Financial system ‘resilient’ in pandemic

The Greek financial system has weathered the Covid-19 pandemic crisis well and has remained resilient, the Bank of Greece said in its Financial Stability Review released on Thursday.

The central bank noted that the high stock of nonperforming loans and the quality of prudential own funds remain the biggest challenges facing the financial system, along with a stronger bank-sovereign nexus.

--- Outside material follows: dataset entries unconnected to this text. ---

PR #1501, opened 2022-04-13
Added `XCTAsyncUnwrap` to simplify `XCTUnwrap` usage with `async`

NachoSoto:
Because Swift (still?) doesn't have support for "`reasync`", this currently required 2 lines.

PR #1500, opened 2022-04-13
Introduced `Storefront` to abstract SK1 `SKStorefront` and SK2 `StoreKit.Storefront`

NachoSoto:
To simplify #1499.

PR #1502, opened 2022-04-13
Added `Storefront.currentStorefront`

NachoSoto:
Follow up to #1500. Depends on #1501.

### DIFF
--- a/Sources/Purchasing/StoreKitAbstractions/Storefront.swift
+++ b/Sources/Purchasing/StoreKitAbstractions/Storefront.swift
@@ -69,6 +69,32 @@ public class Storefront: NSObject, StorefrontType {
 
 }
 
+public extension Storefront {
+
+    @available(iOS 13.0, macOS 10.15, tvOS 13.0, watchOS 6.2, macCatalyst 13.1, *)
+    private static var currentStorefrontType: StorefrontType? {
+        get async {
+            if #available(iOS 15.0, tvOS 15.0, watchOS 8.0, macOS 12.0, *) {
+                let sk2Storefront = await StoreKit.Storefront.current
+                return sk2Storefront.map(SK2Storefront.init)
+            } else {
+                return SKPaymentQueue.default().storefront.map(SK1Storefront.init)
+            }
+        }
+    }
+
+    /// The current App Store storefront for the device.
+    @available(iOS 13.0, macOS 10.15, tvOS 13.0, watchOS 6.2, macCatalyst 13.1, *)
+    static var currentStorefront: Storefront? {
+        get async {
+            return await self.currentStorefrontType.map(Storefront.from(storefront: ))
+        }
+    }
+
+}
+
+// MARK: -
+
 /// A type containing the location and unique identifier of an Apple App Store storefront.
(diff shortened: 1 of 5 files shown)


Sources/Purchasing/StoreKitAbstractions/Storefront.swift
```diff
@@ -69,6 +69,32 @@ public class Storefront: NSObject, StorefrontType {
...
+                return sk2Storefront.map(SK2Storefront.init)
+            } else {
+                return SKPaymentQueue.default().storefront.map(SK1Storefront.init)
+            }
+        }
+    }
+
+    /// The current App Store storefront for the device.
+    @available(iOS 13.0, macOS 10.15, tvOS 13.0, watchOS 6.2, macCatalyst 13.1, *)
+    static var currentStorefront: Storefront? {
```
NachoSoto, line 88: I named it `currentStorefront` because `Storefront.current` would be ambiguous. Ideally we'd come up with a different name for our `Storefront` to avoid that but I couldn't think of anything.
We've done that in the past for other types by adding the word "store", like "StoreProduct", but that doesn't work in this case 😛

taquitos: It could be worse, but I'm ok with this.

taquitos (approved):
🛒 🐐

Tests/StoreKitUnitTests/StorefrontTests.swift
```diff
@@ -0,0 +1,47 @@
...
+
+        expect(currentStorefront.identifier) == expectedStorefront.id
+        expect(currentStorefront.countryCode) == expectedStorefront.countryCode
+    }
+
+    @available(iOS 13.0, macOS 10.15, tvOS 13.0, watchOS 6.2, macCatalyst 13.1, *)
+    func testCurrentStorefrontSK1() async throws {
+        try AvailabilityChecks.iOS13APIAvailableOrSkipTest()
+
+        if #unavailable(iOS 15.0, tvOS 15.0, macOS 12.0, watchOS 8.0) {
```
NachoSoto, line 36: Using the new `#unavailable` 😎

Tests/StoreKitUnitTests/StorefrontTests.swift
```diff
@@ -0,0 +1,47 @@
...
+            let expectedStorefront = try XCTUnwrap(SKPaymentQueue.default().storefront)
+            let currentStorefront = try await XCTAsyncUnwrap(await Storefront.currentStorefront)
+
+            expect(currentStorefront.identifier) == expectedStorefront.identifier
+            expect(currentStorefront.countryCode) == expectedStorefront.countryCode
+        } else {
+            throw XCTSkip("This test is for pre-iOS 15 APIs")
```
NachoSoto, line 43: To make this test run only BEFORE iOS 15 😄

Tests/StoreKitUnitTests/StorefrontTests.swift
taquitos: Already using Swift 5.6 features 👏

PR #1507, opened 2022-04-14
Added new `ErrorCode.offlineConnectionError`

NachoSoto:
This is a special enough error that it's worth distinguishing from other `ErrorCode.networkError`s.

I see a couple benefits:
- When opening an app that has the SDK, this used to print lots of errors that just said "Error performing request". Now it's more clear what's happening
- Users can respond to failed calls to the SDK more appropriately, whereas before it might not be clear why a request failed.

Also fixed `logErrorIfNeeded` not passing the file/function/line parameters to the log functions.

### DIFF
--- a/Sources/Error Handling/ErrorCode.swift
+++ b/Sources/Error Handling/ErrorCode.swift
@@ -57,6 +57,7 @@ import Foundation
     @objc(RCProductRequestTimedOut) case productRequestTimedOut = 32
     @objc(RCAPIEndpointBlocked) case apiEndpointBlockedError = 33
     @objc(RCInvalidPromotionalOfferError) case invalidPromotionalOfferError = 34
+    @objc(RCOfflineConnectionError) case offlineConnectionError = 35
 
     // swiftlint:enable missing_docs
 }
@@ -157,6 +158,9 @@ extension ErrorCode: DescribableError {
                    The information associated with this PromotionalOffer is not valid.
                    See https://rev.cat/ios-subscription-offers for more info.
                    """
+        case .offlineConnectionError:
+            return "Error performing request because the Internet Connection appears to be offline."
+
         @unknown default:
             return "Something went wrong."
         }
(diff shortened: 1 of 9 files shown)


Sources/Error Handling/ErrorCode.swift
```diff
@@ -157,6 +158,9 @@ extension ErrorCode: DescribableError {
                    The information associated with this PromotionalOffer is not valid.
                    See https://rev.cat/ios-subscription-offers for more info.
                    """
+        case .offlineConnectionError:
+            return "Error performing request because the Internet Connection appears to be offline."
```
taquitos, line 162: `Internet Connection` can be lowercase.

taquitos (approved):
Really big fan of this 🎉🐐

Sources/Error Handling/ErrorCode.swift
NachoSoto: Ok I'll change it.

Sources/Networking/HTTPClient.swift
```diff
@@ -187,13 +187,20 @@ private extension HTTPClient {
         if let networkError = networkError {
             return Result
                 .failure(networkError)
-                .mapError { error in
+                .mapError { error -> NetworkError in
                     if self.dnsChecker.isBlockedAPIError(networkError),
```
NachoSoto, line 191: I'm thinking it might be worth extracting this whole conversion out.

taquitos: I'm a big fan of that 😄

NachoSoto: Ugh I forgot I gave myself a comment cause I didn't get an e-mail for it lol
I'll do this in a separate PR.

taquitos: Hah, it seems separate PR worthy anyway

NachoSoto: #1518

PR #1512, opened 2022-04-14
Logging: removed duplicate log and cleared some warning noise

NachoSoto:
Clears a bunch of these errors:
> 2022-04-14 15:57:25.051397+0200 xctest[86968:5767146] [Purchases] - WARN: 🍎‼️ There is a problem with the SKPaymentTransaction missing a transaction date - this is an issue with the App Store.
> 2022-04-14 15:57:25.051530+0200 xctest[86968:5767146] [Purchases] - WARN: 🍎‼️ There is a problem with the SKPaymentTransaction missing a transaction identifier - this is an issue with the App Store.

### DIFF
--- a/Sources/Purchasing/PurchasesOrchestrator.swift
+++ b/Sources/Purchasing/PurchasesOrchestrator.swift
@@ -626,7 +626,6 @@ private extension PurchasesOrchestrator {
                         self.storeKitWrapper.finishTransaction(transaction)
                     }
                 } else {
-                    Logger.error(error)
                     completion?(storeTransaction, nil, purchasesError, false)
                 }
             }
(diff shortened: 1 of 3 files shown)


Sources/Purchasing/PurchasesOrchestrator.swift
```diff
@@ -626,7 +626,6 @@ private extension PurchasesOrchestrator {
                         self.storeKitWrapper.finishTransaction(transaction)
                     }
                 } else {
-                    Logger.error(error)
```
NachoSoto, line 629: This is already logged from:
```swift
let purchasesError = error.asPurchasesError
```

taquitos: I've been meaning to look into this- thank you!

taquitos (approved):
📝 📝 🐐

Economic activity was significantly impacted by the Covid-19 pandemic in 2020, driving the economy into a deep recession and triggering shocks in the financial system. However, a series of measures enacted by the authorities (i.e. the Greek government, the European Central Bank and the Single Supervisory Mechanism) and examined in the review have largely curbed the impact of the pandemic. Against this backdrop, the Greek banking sector must address both existing and novel, pandemic-related challenges and ensure the uninterrupted flow of credit to the real economy.

Important initiatives by Greek banks and the government through the implementation of the Hellenic Asset Protection Scheme (HAPS) have definitely contributed to a reduction in the NPL ratio. However, this ratio is still a multiple of the European average, without taking into account any new NPLs that will emerge as a result of the Covid-19 crisis. In this context, banks must expedite the recognition of any new NPLs in their balance sheets as Covid-related support measures begin to be phased out, in order to ensure that the challenges that they are facing are properly disclosed.

The low-for-long interest rate environment and the monetary policy measures in place have favorably affected the banking sector’s liquidity situation, contributing to its bottom line in 2020. Still, core profitability remained low, as the larger size of bank balance sheets is not due to an increased supply of credit to the real economy.

As the economic recovery gains traction, the banking sector will be called upon to actively fulfill its intermediation role. Therefore, vigilance and further initiatives on NPL resolution and strengthening capital quality should remain a priority in order to mitigate risks and boost credit supply to the real economy. Moreover, it is clear that support measures should be phased out gradually and the bank-sovereign nexus should be more closely monitored, the Bank of Greece said.